▼▼▼

PR #1606, opened 2023-02-24
Disable inherit flag const_get in `Geocoder::Cache#initialize`

shqear93:
Based on [this](https://github.com/alexreisner/geocoder/commit/4b9d2c689e8cacb6ce71714a7271bdb0952761cd) conversation, I think we should disable inheritance lookup behaviour for `get_const` method


alexreisner:
I agree. Thank you!

PR #1609, opened 2023-03-03
Feature: Include region on AWS lookup client config

3zcurdia:
# Changelog

- Include region on Aws::LocationService::Client config
- Remove region key when is nil 

## Why

To avoid setup region via ENV vars while its using the keys approach


alexreisner:
Thanks!

Issue #1610, opened 2023-03-14
ESRI lookup no error handling


acdlbs:
### Expected behavior
When using geocoder with ESRI, 
if I make a request and there is an error returned,
I would expect an exception to be raised and to see the error.

![image](https://user-images.githubusercontent.com/3392886/225144703-431704f4-b9d8-417f-8b00-a52658f50931.png)

### Actual behavior
When using geocoder with ESRI, 
if I make a request and there is an error,
I am returned an empty array.

![image](https://user-images.githubusercontent.com/3392886/225147176-50b60e5e-80ea-4f71-8099-adffd2421a87.png)

* Geocoder version: Geocoder 1.8.0

PR #1611, opened 2023-03-14
Updated esri lookups error handling

acdlbs:
Updated error handing for the `results` method in `lookups/esri.rb`

More inline with other geocoding `results` methods - see here: https://github.com/alexreisner/geocoder/blob/1928f7886823d63e0268eebd693ee20314ebdb08/lib/geocoder/lookups/bing.rb#L36

Before when ESRI would fail on a geocode (an example would be an invalid api key) Geocoder would return an empty array instead of an exception. 

Attached issue - https://github.com/alexreisner/geocoder/issues/1610


alexreisner:
Excellent, thank you!

PR #110, opened 2018-12-18
Added informative reference to SPARQL11-OVERVIEW in intro

pchampin:
@gkellogg I'd rather use a PR for the moment, to be sure I don't mess things up.

You'll have to explain to me what magic inserted the correct text for SPARQL11-OVERVIEW in the reference section -- and what would have been required to insert it in the *normative* references instead...

### DIFF
--- a/index.html
+++ b/index.html
@@ -284,7 +284,7 @@
   <p>
    JSON-LD is designed to be usable directly as JSON, with no knowledge of RDF
    [[RDF11-CONCEPTS]]. It is also designed to be usable as RDF, if desired, for
-   use with other Linked Data technologies like SPARQL. Developers who
+   use with other Linked Data technologies like SPARQL [[SPARQL11-OVERVIEW]]. Developers who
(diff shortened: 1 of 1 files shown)


gkellogg:
@iherman will need to figure out the IPR issues.

Regarding normative/informative references, ReSpec recently added some magic to figure this out, based on if it’s in a normative or informative section. It can be overridden, but the details of this are on the ReSpec wiki.

index.html
```diff
@@ -284,7 +284,7 @@ <h1>Introduction</h1>
   <p>
    JSON-LD is designed to be usable directly as JSON, with no knowledge of RDF
    [[RDF11-CONCEPTS]]. It is also designed to be usable as RDF, if desired, for
-   use with other Linked Data technologies like SPARQL. Developers who
+   use with other Linked Data technologies like SPARQL [[SPARQL11-OVERVIEW]]. Developers who
```
gkellogg: I believe `[[!SPARQ=OVERVIEW]]` would be normative.

PR #126, opened 2019-02-05
Clarify compact IRI term example

### LINKED ISSUE #123: IRI expansions in the context... a bit messy:-(
While re-reading the syntax document I got to [example 36](https://w3c.github.io/json-ld-syntax/#example-36-using-a-compact-iri-as-a-term) and [example 37](https://w3c.github.io/json-ld-syntax/#example-37-associating-context-definitions-with-absolute-iris) and I must admit it is still a mystery to me. I wonder whether this is purely editorial and can be explained better or whether it _is_ messy.

If the latter, we may want to consider revising this part of the algorithm and possibly disallowing certain combination. As it stands, this is the type of complication that may drive away people from JSON-LD... ☹️

gkellogg:
Make example 36 "Using a compact IRI as a term" clearer, but only defining `foaf:homepage` using the compact IRI term form.

Fixes #123.

***
<a href="https://pr-preview.s3.amazonaws.com/w3c/json-ld-syntax/pull/126.html" title="Last updated on Feb 12, 2019, 11:22 PM UTC (bc3a64c)">Preview</a> | <a href="https://pr-preview.s3.amazonaws.com/w3c/json-ld-syntax/126/1533ca9...bc3a64c.html" title="Last updated on Feb 12, 2019, 11:22 PM UTC (bc3a64c)">Diff</a>

### DIFF
--- a/index.html
+++ b/index.html
@@ -2816,8 +2816,8 @@
     ****"foaf": "http://xmlns.com/foaf/0.1/"****,
     "xsd": "http://www.w3.org/2001/XMLSchema#",
     "name": "foaf:name",
-    "age": {
-      "@id": "foaf:age",
+    ""****foaf:age"****": {
+      "@id": "****http://xmlns.com/foaf/0.1/age****",
       "@type": "xsd:integer"
     },
     "****foaf:homepage****": ****{
--- a/index.html
+++ b/index.html
@@ -2816,7 +2816,8 @@
     ****"foaf": "http://xmlns.com/foaf/0.1/"****,
     "xsd": "http://www.w3.org/2001/XMLSchema#",
     "name": "foaf:name",
-    "****foaf:age****": {
+    "age": {
+      "@id": "foaf:age",
       "@type": "xsd:integer"
     },
     "****foaf:homepage****": ****{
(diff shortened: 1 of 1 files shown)


pchampin:
I think that the text after the example would also require some adaptation.

* It says "`foaf:age` declares both the IRI for the term (using short-form) as well as the `@type` associated with the term". Wouldn't it be more accurate now to state that "`age` declares both..."?

* It says "The compact IRI form is used in two different ways", while there are actually 4 compact IRIs (`foaf:name` and `xsd:integer` are also used). Before, I assumed that it meant "The compact IRI form *on the left-hand side*", but this is obviously not the case anymore... In fact, since the term definition for age is now the same as in the previous examples, I would not mention it at all, and focus solely on the `foaf:homepage` rule, which is what makes this example distinctive.

* Finally, I noticed that, in example 37 (the next one), we have
```
  ...
  "foaf:age": {
    "@id": "foaf:age",
    ...
  }
```
which is correct but quite redundant. For the sake of clarity (and continuity in the examples) I suggest replacing `foaf:age` by `age`.

gkellogg:
To be consistent with the description, and intent, I went back to using `foaf:age` as the term, but changed its `@id` to be an absolute IRI.

PR #131, opened 2019-02-19
Expand compaction section

gkellogg:
…different term definitions on compaction. This includes describing `@type: @none`.

For w3c/json-ld-api#33.

***
<a href="https://pr-preview.s3.amazonaws.com/w3c/json-ld-syntax/pull/131.html" title="Last updated on Feb 20, 2019, 6:38 PM UTC (9c1cbcc)">Preview</a> | <a href="https://pr-preview.s3.amazonaws.com/w3c/json-ld-syntax/131/f08ced8...9c1cbcc.html" title="Last updated on Feb 20, 2019, 6:38 PM UTC (9c1cbcc)">Diff</a>

### DIFF
--- a/index.html
+++ b/index.html
@@ -9357,10 +9357,10 @@ the data type to be specified explicitly with each piece of data.</p>
     <p>Generally, when compacting, properties having only one value are
       represented as strings or dictionaries, while properties having
       multiple values are represented as an array of strings or dictionaries.
-      This means that applications accessing such properties needs to be prepared
+      This means that applications accessing such properties need to be prepared
       to accept either representation. To force all values to be represented
       using an array, a term definition can set <code>"@container": "@set"</code>.
-      Moreover, `@set` can be used in combination with other container settings,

▲▲▲

- _Task to complete_
Reproduce the full listing word for word.

- _Answer to this problem_
PR #1606, opened 2023-02-24
Disable inherit flag const_get in `Geocoder::Cache#initialize`

shqear93:
Based on [this](https://github.com/alexreisner/geocoder/commit/4b9d2c689e8cacb6ce71714a7271bdb0952761cd) conversation, I think we should disable inheritance lookup behaviour for `get_const` method


alexreisner:
I agree. Thank you!

PR #1609, opened 2023-03-03
Feature: Include region on AWS lookup client config

3zcurdia:
# Changelog

- Include region on Aws::LocationService::Client config
- Remove region key when is nil 

## Why

To avoid setup region via ENV vars while its using the keys approach


alexreisner:
Thanks!

Issue #1610, opened 2023-03-14
ESRI lookup no error handling


acdlbs:
### Expected behavior
When using geocoder with ESRI, 
if I make a request and there is an error returned,
I would expect an exception to be raised and to see the error.

![image](https://user-images.githubusercontent.com/3392886/225144703-431704f4-b9d8-417f-8b00-a52658f50931.png)

### Actual behavior
When using geocoder with ESRI, 
if I make a request and there is an error,
I am returned an empty array.

![image](https://user-images.githubusercontent.com/3392886/225147176-50b60e5e-80ea-4f71-8099-adffd2421a87.png)

* Geocoder version: Geocoder 1.8.0

PR #1611, opened 2023-03-14
Updated esri lookups error handling

acdlbs:
Updated error handing for the `results` method in `lookups/esri.rb`

More inline with other geocoding `results` methods - see here: https://github.com/alexreisner/geocoder/blob/1928f7886823d63e0268eebd693ee20314ebdb08/lib/geocoder/lookups/bing.rb#L36

Before when ESRI would fail on a geocode (an example would be an invalid api key) Geocoder would return an empty array instead of an exception. 

Attached issue - https://github.com/alexreisner/geocoder/issues/1610


alexreisner:
Excellent, thank you!

PR #110, opened 2018-12-18
Added informative reference to SPARQL11-OVERVIEW in intro

pchampin:
@gkellogg I'd rather use a PR for the moment, to be sure I don't mess things up.

You'll have to explain to me what magic inserted the correct text for SPARQL11-OVERVIEW in the reference section -- and what would have been required to insert it in the *normative* references instead...

### DIFF
--- a/index.html
+++ b/index.html
@@ -284,7 +284,7 @@
   <p>
    JSON-LD is designed to be usable directly as JSON, with no knowledge of RDF
    [[RDF11-CONCEPTS]]. It is also designed to be usable as RDF, if desired, for
-   use with other Linked Data technologies like SPARQL. Developers who
+   use with other Linked Data technologies like SPARQL [[SPARQL11-OVERVIEW]]. Developers who
(diff shortened: 1 of 1 files shown)


gkellogg:
@iherman will need to figure out the IPR issues.

Regarding normative/informative references, ReSpec recently added some magic to figure this out, based on if it’s in a normative or informative section. It can be overridden, but the details of this are on the ReSpec wiki.

index.html
```diff
@@ -284,7 +284,7 @@ <h1>Introduction</h1>
   <p>
    JSON-LD is designed to be usable directly as JSON, with no knowledge of RDF
    [[RDF11-CONCEPTS]]. It is also designed to be usable as RDF, if desired, for
-   use with other Linked Data technologies like SPARQL. Developers who
+   use with other Linked Data technologies like SPARQL [[SPARQL11-OVERVIEW]]. Developers who
```
gkellogg: I believe `[[!SPARQ=OVERVIEW]]` would be normative.

PR #126, opened 2019-02-05
Clarify compact IRI term example

### LINKED ISSUE #123: IRI expansions in the context... a bit messy:-(
While re-reading the syntax document I got to [example 36](https://w3c.github.io/json-ld-syntax/#example-36-using-a-compact-iri-as-a-term) and [example 37](https://w3c.github.io/json-ld-syntax/#example-37-associating-context-definitions-with-absolute-iris) and I must admit it is still a mystery to me. I wonder whether this is purely editorial and can be explained better or whether it _is_ messy.

If the latter, we may want to consider revising this part of the algorithm and possibly disallowing certain combination. As it stands, this is the type of complication that may drive away people from JSON-LD... ☹️

gkellogg:
Make example 36 "Using a compact IRI as a term" clearer, but only defining `foaf:homepage` using the compact IRI term form.

Fixes #123.

***
<a href="https://pr-preview.s3.amazonaws.com/w3c/json-ld-syntax/pull/126.html" title="Last updated on Feb 12, 2019, 11:22 PM UTC (bc3a64c)">Preview</a> | <a href="https://pr-preview.s3.amazonaws.com/w3c/json-ld-syntax/126/1533ca9...bc3a64c.html" title="Last updated on Feb 12, 2019, 11:22 PM UTC (bc3a64c)">Diff</a>

### DIFF
--- a/index.html
+++ b/index.html
@@ -2816,8 +2816,8 @@
     ****"foaf": "http://xmlns.com/foaf/0.1/"****,
     "xsd": "http://www.w3.org/2001/XMLSchema#",
     "name": "foaf:name",
-    "age": {
-      "@id": "foaf:age",
+    ""****foaf:age"****": {
+      "@id": "****http://xmlns.com/foaf/0.1/age****",
       "@type": "xsd:integer"
     },
     "****foaf:homepage****": ****{
--- a/index.html
+++ b/index.html
@@ -2816,7 +2816,8 @@
     ****"foaf": "http://xmlns.com/foaf/0.1/"****,
     "xsd": "http://www.w3.org/2001/XMLSchema#",
     "name": "foaf:name",
-    "****foaf:age****": {
+    "age": {
+      "@id": "foaf:age",
       "@type": "xsd:integer"
     },
     "****foaf:homepage****": ****{
(diff shortened: 1 of 1 files shown)


pchampin:
I think that the text after the example would also require some adaptation.

* It says "`foaf:age` declares both the IRI for the term (using short-form) as well as the `@type` associated with the term". Wouldn't it be more accurate now to state that "`age` declares both..."?

* It says "The compact IRI form is used in two different ways", while there are actually 4 compact IRIs (`foaf:name` and `xsd:integer` are also used). Before, I assumed that it meant "The compact IRI form *on the left-hand side*", but this is obviously not the case anymore... In fact, since the term definition for age is now the same as in the previous examples, I would not mention it at all, and focus solely on the `foaf:homepage` rule, which is what makes this example distinctive.

* Finally, I noticed that, in example 37 (the next one), we have
```
  ...
  "foaf:age": {
    "@id": "foaf:age",
    ...
  }
```
which is correct but quite redundant. For the sake of clarity (and continuity in the examples) I suggest replacing `foaf:age` by `age`.

gkellogg:
To be consistent with the description, and intent, I went back to using `foaf:age` as the term, but changed its `@id` to be an absolute IRI.

PR #131, opened 2019-02-19
Expand compaction section

gkellogg:
…different term definitions on compaction. This includes describing `@type: @none`.

For w3c/json-ld-api#33.

***
<a href="https://pr-preview.s3.amazonaws.com/w3c/json-ld-syntax/pull/131.html" title="Last updated on Feb 20, 2019, 6:38 PM UTC (9c1cbcc)">Preview</a> | <a href="https://pr-preview.s3.amazonaws.com/w3c/json-ld-syntax/131/f08ced8...9c1cbcc.html" title="Last updated on Feb 20, 2019, 6:38 PM UTC (9c1cbcc)">Diff</a>

### DIFF
--- a/index.html
+++ b/index.html
@@ -9357,10 +9357,10 @@ the data type to be specified explicitly with each piece of data.</p>
     <p>Generally, when compacting, properties having only one value are
       represented as strings or dictionaries, while properties having
       multiple values are represented as an array of strings or dictionaries.
-      This means that applications accessing such properties needs to be prepared
+      This means that applications accessing such properties need to be prepared
       to accept either representation. To force all values to be represented
       using an array, a term definition can set <code>"@container": "@set"</code>.
-      Moreover, `@set` can be used in combination with other container settings,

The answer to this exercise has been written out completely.